Follicular atrophoderma and basal cell epitheliomata, also known as Bazex-Dupré-Christol syndrome (BDCS), is an exceedingly rare genodermatosis characterized by the triad of basal cell carcinoma (BCC), follicular atrophoderma, and hypotrichosis. Since it was first described in 1964, there have been fewer than 200 cases reported. BDCS demonstrates no predilection for sex, and most cases have occurred in patients of European descent. It is an X-linked dominant disorder caused by mutations in an unknown gene on an 11.4 Mb interval on chromosome Xq25-27.1. Two sporadic cases have also been documented in the literature. The condition is hypothesized to be a disorder of the hair follicle.

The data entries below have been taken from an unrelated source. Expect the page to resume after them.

PR #1218, opened 2019-07-03
Update types in classifier/

bhancock8:
Update type comments to reflect recent changes.

**Test plan:**
tox -e check passes and tox -e type only complains on files outside of classifier

### DIFF
--- a/snorkel/classification/models/advanced/advanced_classifier.py
+++ b/snorkel/classification/models/advanced/advanced_classifier.py
@@ -107,8 +107,8 @@ class AdvancedClassifier(nn.Module):
         self._move_to_device()
 
     def forward(  # type: ignore
-        self, X_dict: Mapping[Union[str, int], Any], task_names: Iterable[str]
-    ) -> Dict[str, Mapping[Union[str, int], Any]]:
+        self, X_dict: Mapping[str, Any], task_names: Iterable[str]
+    ) -> Any:
         """Forward pass through the network
 
         :param X_dict: The input data
@@ -119,7 +119,7 @@ class AdvancedClassifier(nn.Module):
         X_dict = move_to_device(X_dict, self.config["device"])
 
         outputs: Dict[str, Mapping[Union[str, int], Any]] = {}
-        outputs["_input_"] = X_dict
+        outputs["_input_"] = X_dict  # type: ignore
 
         # Call forward for each task, using cached result if available
         # Each task flow consists of one or more operations that are executed in order
@@ -149,11 +149,14 @@ class AdvancedClassifier(nn.Module):
                         output = [output]
                     outputs[operation.name] = output
 
+        # Note: We return all outputs to enable advanced workflows such as multi-task
+        # learning (where we want to calculate loss from multiple head modules on some
+        # forward passes).
         return outputs
 
     def calculate_loss(
         self,
-        X_dict: Mapping[Union[str, int], torch.Tensor],
+        X_dict: Mapping[str, Any],
         Y_dict: Dict[str, torch.Tensor],
         task_to_label_dict: Dict[str, str],
     ):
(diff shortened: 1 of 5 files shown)


snorkel/classification/models/advanced/advanced_classifier.py
```diff
@@ -119,7 +119,7 @@ def forward(  # type: ignore
         X_dict = move_to_device(X_dict, self.config["device"])
 
         outputs: Dict[str, Mapping[Union[str, int], Any]] = {}
-        outputs["_input_"] = X_dict
+        outputs["_input_"] = X_dict  # type: ignore
```
henryre: What's the issue here?

snorkel/classification/models/advanced/advanced_classifier.py
```diff
@@ -196,9 +199,7 @@ def calculate_loss(
         return loss_dict, count_dict
 
     @torch.no_grad()
-    def _calculate_probs(
-        self, X_dict: Mapping[Union[str, int], torch.Tensor], task_names: Iterable[str]
-    ):
+    def _calculate_probs(self, X_dict: Mapping[str, Any], task_names: Iterable[str]):
```
henryre: Not all Tensors any more?

snorkel/classification/scorer.py
```diff
@@ -32,12 +34,14 @@ def __init__(
...
-    def score(self, golds, preds, probs):
+    def score(
+        self, golds: ArrayLike, preds: ArrayLike, probs: ArrayLike
+    ) -> Dict[str, float]:
         metric_dict = dict()
 
         for metric_name, metric in self.metrics.items():
             # Handle no examples
-            if len(golds) == 0:
+            if len(golds) == 0:  # type: ignore
```
henryre: Which ArrayLike has no `len`?

snorkel/classification/training/schedulers/scheduler.py
```diff
@@ -14,7 +16,9 @@ def __init__(self):
     @abstractmethod
     def get_batches(
         self, dataloaders: Sequence[ClassifierDataLoader]
-    ) -> Tuple[Tuple[Dict[str, Any], Dict[str, Any]], ClassifierDataLoader]:
+    ) -> Iterator[
+        Tuple[Tuple[Dict[str, Any], Dict[str, Tensor]], ClassifierDataLoader]
```
henryre: Used below as well, let's alias this (e.g. `BatchIterator = Iterator[...]`)

snorkel/classification/models/advanced/advanced_classifier.py
bhancock8: The type of outputs is: Dict[str, Mapping[Union[str, int], Any]]
The type of X_dict is: Mapping[str, Any]
 
outputs["__input__": X_dict] is unhappy that X_dict cannot possibly be Mapping[int, Any].

snorkel/classification/models/advanced/advanced_classifier.py
bhancock8: Y will always be tensors. X doesn't have to be. e.g., you can pass string-based uids or other tags through as well that a module takes advantage of.

snorkel/classification/scorer.py
bhancock8: It doesn't know what to do with scipy.sparse.

bhancock8:
Comments addressed

snorkel/classification/models/advanced/advanced_classifier.py
henryre: Try Dict[str, Union[Mapping[int, Any], Mapping[str, Any]]]

henryre:
But see one above comment

bhancock8:
Yeah, tried your typing suggestion @henryre, still no dice I think the issue is that we actually can't guarantee type safety here. The output of each operation in the task flow is either a dict of fields or a sequence of fields (including the trivial case of a singleton list if they just output a single tensor), and the user specifies for each operation what its inputs should be by pointing to a previously run module and either an integer index or a string key. It's possible for the user to specify an input like `(my_module_that_outputs_dicts, 0)', which would in fact fail when the task flow tries to access the 0th element of a dict. Leaving as is for now, can always revisit.

PR #1220, opened 2019-07-05
Add more typing to classification/

bhancock8:
- Mostly adds more typing to classification/ pieces.
- Also slightly simplifies a unit test and fixes updates a path in a unit test to reflect the new directory structure.

**Test plan:**
`tox` and `tox -e type` pass


snorkel/classification/data.py
```diff
@@ -1,12 +1,18 @@
...
 
 import numpy as np
 import torch
+from torch import Tensor
 from torch.utils.data import DataLoader, Dataset
 
 from .utils import list_to_tensor
 
+XDict = Dict[str, Any]
+YDict = Dict[str, torch.Tensor]
```
ajratner: Nit: just `Tensor`?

Most BCCs manifest during the second and third decade of life, but onset in the first decade has been reported. Lesions are typically localized to sun-exposed areas, particularly the face, and follow an aggressive course. Relapses are common.

Follicular atrophoderma occurs due to poor follicle unit development with subsequent dilatation and deepening of the follicular ostia. It may either be present at birth or it may develop early in life and typically manifests as follicularly based dells devoid of hair.

Hypotrichosis is typically congenital, occurs in 85% of cases, and improves with age. Involvement is usually widespread, but it can also be limited to the scalp, eyebrows, and eyelashes. Hair shaft abnormalities, including pili bifurcati, pili torti, and trichorrhexis nodosa, have also been reported.

Other less common manifestations of BDCS include milia, hypohidrosis, facial hyperpigmentation, and trichoepitheliomas.